Robotics' Gemma moment

SmolVLA from Hugging Face is one of the more exciting open-source releases because it moves the AI debate out of the chat box. Here, the focus is on models that can connect vision, language, and action.

VLA stands for vision-language-action. The model is designed to understand visual input, language commands, and the actions a robot can perform.

2025
launch
LeRobot
ecosystem
VLA
vision, language and action

Why SmolVLA is interesting

Robotics has traditionally required expensive hardware, closed systems, and specialized labs. SmolVLA points toward a more open model: shared datasets, more affordable robot arms, GitHub code, and models on Hugging Face.
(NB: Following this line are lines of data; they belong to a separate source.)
PR #2029, opened 2024-01-16
[opengl-2] Cherry pick "Add WebP decoding support to Linux and Windows"

acalcutt:
Cherry pick of https://github.com/maplibre/maplibre-native/pull/1314 to bring WebP decoding support to the opengl-2 branch.

WebP support has been requested a few times in TileServer-GL, like this thread https://github.com/maptiler/tileserver-gl/issues/426#issuecomment-1731116965


acalcutt:
@ntadej  I was trying to merge in this webp support cherry pick, but i notice the added test fails in QT . Do you know if this test was ignored in main, or if something was added to support webp for QT? it doesn't seem like it fails on main.

mwilsnd:
You should also pick #1662 which includes important security updates to libwebp.

acalcutt:
I already merged that vpkg update as part of https://github.com/maplibre/maplibre-native/pull/1940

acalcutt:
On the question of the qt webp  "Unsupported image type" error, it seems by default it uses this [QImage::fromData](https://github.com/maplibre/maplibre-native/blob/main/platform/qt/src/mbgl/image.cpp#L38-L40) to decode the image. But it looks like it does not support webp from https://doc.qt.io/qt-6/qimagereader.html#supportedImageFormats , so I guess an unsupported error may make sense.


I was looking at adding in code for when 'QT_IMAGE_DECODERS' is set to false, like
https://github.com/maplibre/maplibre-native/pull/2029/commits/5bdfe0b87e923a7feb347ac32b34581ddf06938e , but I think that needs a few libraries added and it doesn't seem like that is what was done in main.

acalcutt:
Guessing maybe qt might need a 'mage I/O Plugin' for WEBP?   https://doc.qt.io/qt-6/qtimageformats-index.html#the-image-i-o-plugins

ntadej:
The plugin is not built by default. The test was just disabled in main.

I would not update the GCC version in this branch unless strictly needed.

acalcutt:
Do you know where that test gets disabled?

test/util/image.test.cpp
```diff
@@ -78,6 +78,12 @@ TEST(Image, JPEGTile) {
     EXPECT_EQ(256u, image.size.height);
 }
 
+TEST(Image, WebPTile) {
```
ntadej, line 81: @acalcutt, just disable this one for Qt with `#if !defined(__QT__)`.

acalcutt:
Thanks. I'm going to close this and re-open a fresh PR without all the testing, and just apply that `#if !defined(__QT__)`

PR #2708, opened 2024-08-08
Do not use custom shell node-ci

louwers:


cgalvan (approved):

ntadej (approved):

acalcutt:
Fine with me also. I am not aware of a reason the shell was changed from the default and it seems to be working without it.

acalcutt (approved):

PR #2719, opened 2024-08-13
Tile diff

TimSylvester:
Only calculate which tiles were added and removed once per frame instead of separately in each layer update.


TimSylvester:
Well, after all that, it doesn't really help at all, and in fact seems to be just a bit slower.

In addition, I thought this was going to simplify things but, because layers can not be updated every frame, the complications involved in re-synchronizing offset the benefits.  It does potentially allow the large layer update methods to be split up into three parts, but they remain dependent (updates can find that a remove/add is necessary).

Finally, I think this would actually make it more difficult to transition the layer updates to a background thread.

So I'm leaning towards dropping this one.

image

image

This means more people can experiment with robot learning without building everything from scratch.

Open-source robotics becomes important when the model, the data, and the hardware can be learned from together.
SmolVLA makes open-source robotics less science fiction - Bilde 1

LeRobot as infrastructure

SmolVLA builds on LeRobot, Hugging Face's open framework for robotics. This makes the model more practical: you don't just get a weight file, but an ecosystem for datasets, training, evaluation, and robot setup.

For Norway, this could prove useful in education, automation, aquaculture, warehousing, laboratories, and small industrial environments that want to test robot AI without purchasing a fully closed platform.

Not humanoid hype

SmolVLA should not be read as a sign that everyone will soon have perfect robots at home. The practical breakthrough is far less dramatic: a lower barrier to experimentation.

Robots fail physically. They can drop objects, collide, be miscalibrated, or misread their environment. This is why open-source robotics must be more safety-oriented than ordinary software.

A robot model doesn't just need to be smart. It needs to be safe in the space it moves through.

Conclusion

SmolVLA makes robotics more accessible, more learnable, and more community-driven. That matters because the AI of the future won't just write text — it will need to understand and act in the physical world.

For Norwegian communities, this is a good time to start small: a robot arm on the table, open datasets, clear safety boundaries, and hands-on learning.